Dataset section start
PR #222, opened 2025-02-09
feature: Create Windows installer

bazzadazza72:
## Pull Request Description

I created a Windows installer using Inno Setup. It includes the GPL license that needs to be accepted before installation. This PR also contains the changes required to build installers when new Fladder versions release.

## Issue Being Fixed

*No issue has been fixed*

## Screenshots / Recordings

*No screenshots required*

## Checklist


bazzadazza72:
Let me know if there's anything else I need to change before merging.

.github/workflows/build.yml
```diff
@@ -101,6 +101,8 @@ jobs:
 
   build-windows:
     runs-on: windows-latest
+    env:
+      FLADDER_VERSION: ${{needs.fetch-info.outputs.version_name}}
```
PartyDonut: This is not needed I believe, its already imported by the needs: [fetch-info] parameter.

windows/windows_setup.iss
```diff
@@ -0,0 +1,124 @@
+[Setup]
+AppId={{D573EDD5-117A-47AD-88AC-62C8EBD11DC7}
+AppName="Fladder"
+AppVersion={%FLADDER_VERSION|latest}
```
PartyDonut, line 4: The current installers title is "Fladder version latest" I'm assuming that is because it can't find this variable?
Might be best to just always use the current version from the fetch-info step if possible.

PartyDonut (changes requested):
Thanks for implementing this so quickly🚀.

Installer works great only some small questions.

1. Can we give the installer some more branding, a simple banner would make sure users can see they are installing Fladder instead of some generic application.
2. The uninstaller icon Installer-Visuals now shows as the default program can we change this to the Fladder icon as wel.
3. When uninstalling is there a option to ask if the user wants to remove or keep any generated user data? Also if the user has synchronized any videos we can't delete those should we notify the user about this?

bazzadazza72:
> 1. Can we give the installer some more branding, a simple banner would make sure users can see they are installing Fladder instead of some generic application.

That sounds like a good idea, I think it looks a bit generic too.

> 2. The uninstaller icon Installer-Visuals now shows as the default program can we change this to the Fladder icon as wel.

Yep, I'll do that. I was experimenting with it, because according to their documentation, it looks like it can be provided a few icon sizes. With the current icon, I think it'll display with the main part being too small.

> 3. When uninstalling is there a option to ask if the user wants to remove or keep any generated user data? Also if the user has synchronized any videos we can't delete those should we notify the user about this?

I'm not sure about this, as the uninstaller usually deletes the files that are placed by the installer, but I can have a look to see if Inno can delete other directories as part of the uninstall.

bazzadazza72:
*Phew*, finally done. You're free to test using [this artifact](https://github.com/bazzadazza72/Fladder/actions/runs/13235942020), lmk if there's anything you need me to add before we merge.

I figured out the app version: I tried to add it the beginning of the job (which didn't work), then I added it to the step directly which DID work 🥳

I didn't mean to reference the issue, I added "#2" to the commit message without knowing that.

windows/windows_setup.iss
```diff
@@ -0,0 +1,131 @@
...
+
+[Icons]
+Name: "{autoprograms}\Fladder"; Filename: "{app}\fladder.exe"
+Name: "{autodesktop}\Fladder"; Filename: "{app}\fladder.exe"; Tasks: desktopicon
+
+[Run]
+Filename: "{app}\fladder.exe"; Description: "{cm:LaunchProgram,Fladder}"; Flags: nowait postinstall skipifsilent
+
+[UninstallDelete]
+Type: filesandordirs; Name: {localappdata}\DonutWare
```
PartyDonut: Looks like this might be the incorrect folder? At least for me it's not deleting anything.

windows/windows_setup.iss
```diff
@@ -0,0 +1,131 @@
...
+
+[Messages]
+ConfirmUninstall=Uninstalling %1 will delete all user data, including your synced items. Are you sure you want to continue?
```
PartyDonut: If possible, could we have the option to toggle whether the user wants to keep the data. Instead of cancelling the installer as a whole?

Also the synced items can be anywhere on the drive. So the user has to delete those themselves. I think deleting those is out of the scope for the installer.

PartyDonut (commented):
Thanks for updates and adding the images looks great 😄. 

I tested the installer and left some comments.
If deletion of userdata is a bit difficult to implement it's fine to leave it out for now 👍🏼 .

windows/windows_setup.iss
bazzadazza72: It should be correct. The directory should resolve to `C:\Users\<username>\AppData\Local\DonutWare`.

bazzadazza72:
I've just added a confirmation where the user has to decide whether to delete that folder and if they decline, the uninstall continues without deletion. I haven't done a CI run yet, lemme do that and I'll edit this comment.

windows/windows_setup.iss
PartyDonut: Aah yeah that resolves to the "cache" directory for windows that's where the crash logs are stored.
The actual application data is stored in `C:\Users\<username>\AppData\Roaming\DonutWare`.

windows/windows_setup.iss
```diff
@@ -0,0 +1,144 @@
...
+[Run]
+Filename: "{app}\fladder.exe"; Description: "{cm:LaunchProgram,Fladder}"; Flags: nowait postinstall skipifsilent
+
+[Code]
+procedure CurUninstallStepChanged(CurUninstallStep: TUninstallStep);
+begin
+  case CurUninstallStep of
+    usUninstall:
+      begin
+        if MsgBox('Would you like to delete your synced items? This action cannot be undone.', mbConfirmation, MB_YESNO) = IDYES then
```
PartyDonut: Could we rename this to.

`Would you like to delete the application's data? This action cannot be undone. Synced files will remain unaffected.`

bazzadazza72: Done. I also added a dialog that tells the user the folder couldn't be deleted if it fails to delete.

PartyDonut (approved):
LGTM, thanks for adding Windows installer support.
Dataset section end
* _Directions_
Put down each entry again, unchanged and complete.

* _Solution to this problem_
PR #222, opened 2025-02-09
feature: Create Windows installer

bazzadazza72:
## Pull Request Description

I created a Windows installer using Inno Setup. It includes the GPL license that needs to be accepted before installation. This PR also contains the changes required to build installers when new Fladder versions release.

## Issue Being Fixed

*No issue has been fixed*

## Screenshots / Recordings

*No screenshots required*

## Checklist


bazzadazza72:
Let me know if there's anything else I need to change before merging.

.github/workflows/build.yml
```diff
@@ -101,6 +101,8 @@ jobs:
 
   build-windows:
     runs-on: windows-latest
+    env:
+      FLADDER_VERSION: ${{needs.fetch-info.outputs.version_name}}
```
PartyDonut: This is not needed I believe, its already imported by the needs: [fetch-info] parameter.

windows/windows_setup.iss
```diff
@@ -0,0 +1,124 @@
+[Setup]
+AppId={{D573EDD5-117A-47AD-88AC-62C8EBD11DC7}
+AppName="Fladder"
+AppVersion={%FLADDER_VERSION|latest}
```
PartyDonut, line 4: The current installers title is "Fladder version latest" I'm assuming that is because it can't find this variable?
Might be best to just always use the current version from the fetch-info step if possible.

PartyDonut (changes requested):
Thanks for implementing this so quickly🚀.

Installer works great only some small questions.

1. Can we give the installer some more branding, a simple banner would make sure users can see they are installing Fladder instead of some generic application.
2. The uninstaller icon Installer-Visuals now shows as the default program can we change this to the Fladder icon as wel.
3. When uninstalling is there a option to ask if the user wants to remove or keep any generated user data? Also if the user has synchronized any videos we can't delete those should we notify the user about this?

bazzadazza72:
> 1. Can we give the installer some more branding, a simple banner would make sure users can see they are installing Fladder instead of some generic application.

That sounds like a good idea, I think it looks a bit generic too.

> 2. The uninstaller icon Installer-Visuals now shows as the default program can we change this to the Fladder icon as wel.

Yep, I'll do that. I was experimenting with it, because according to their documentation, it looks like it can be provided a few icon sizes. With the current icon, I think it'll display with the main part being too small.

> 3. When uninstalling is there a option to ask if the user wants to remove or keep any generated user data? Also if the user has synchronized any videos we can't delete those should we notify the user about this?

I'm not sure about this, as the uninstaller usually deletes the files that are placed by the installer, but I can have a look to see if Inno can delete other directories as part of the uninstall.

bazzadazza72:
*Phew*, finally done. You're free to test using [this artifact](https://github.com/bazzadazza72/Fladder/actions/runs/13235942020), lmk if there's anything you need me to add before we merge.

I figured out the app version: I tried to add it the beginning of the job (which didn't work), then I added it to the step directly which DID work 🥳

I didn't mean to reference the issue, I added "#2" to the commit message without knowing that.

windows/windows_setup.iss
```diff
@@ -0,0 +1,131 @@
...
+
+[Icons]
+Name: "{autoprograms}\Fladder"; Filename: "{app}\fladder.exe"
+Name: "{autodesktop}\Fladder"; Filename: "{app}\fladder.exe"; Tasks: desktopicon
+
+[Run]
+Filename: "{app}\fladder.exe"; Description: "{cm:LaunchProgram,Fladder}"; Flags: nowait postinstall skipifsilent
+
+[UninstallDelete]
+Type: filesandordirs; Name: {localappdata}\DonutWare
```
PartyDonut: Looks like this might be the incorrect folder? At least for me it's not deleting anything.

windows/windows_setup.iss
```diff
@@ -0,0 +1,131 @@
...
+
+[Messages]
+ConfirmUninstall=Uninstalling %1 will delete all user data, including your synced items. Are you sure you want to continue?
```
PartyDonut: If possible, could we have the option to toggle whether the user wants to keep the data. Instead of cancelling the installer as a whole?

Also the synced items can be anywhere on the drive. So the user has to delete those themselves. I think deleting those is out of the scope for the installer.

PartyDonut (commented):
Thanks for updates and adding the images looks great 😄. 

I tested the installer and left some comments.
If deletion of userdata is a bit difficult to implement it's fine to leave it out for now 👍🏼 .

windows/windows_setup.iss
bazzadazza72: It should be correct. The directory should resolve to `C:\Users\<username>\AppData\Local\DonutWare`.

bazzadazza72:
I've just added a confirmation where the user has to decide whether to delete that folder and if they decline, the uninstall continues without deletion. I haven't done a CI run yet, lemme do that and I'll edit this comment.

windows/windows_setup.iss
PartyDonut: Aah yeah that resolves to the "cache" directory for windows that's where the crash logs are stored.
The actual application data is stored in `C:\Users\<username>\AppData\Roaming\DonutWare`.

windows/windows_setup.iss
```diff
@@ -0,0 +1,144 @@
...
+[Run]
+Filename: "{app}\fladder.exe"; Description: "{cm:LaunchProgram,Fladder}"; Flags: nowait postinstall skipifsilent
+
+[Code]
+procedure CurUninstallStepChanged(CurUninstallStep: TUninstallStep);
+begin
+  case CurUninstallStep of
+    usUninstall:
+      begin
+        if MsgBox('Would you like to delete your synced items? This action cannot be undone.', mbConfirmation, MB_YESNO) = IDYES then
```
PartyDonut: Could we rename this to.

`Would you like to delete the application's data? This action cannot be undone. Synced files will remain unaffected.`

bazzadazza72: Done. I also added a dialog that tells the user the folder couldn't be deleted if it fails to delete.

PartyDonut (approved):
LGTM, thanks for adding Windows installer support.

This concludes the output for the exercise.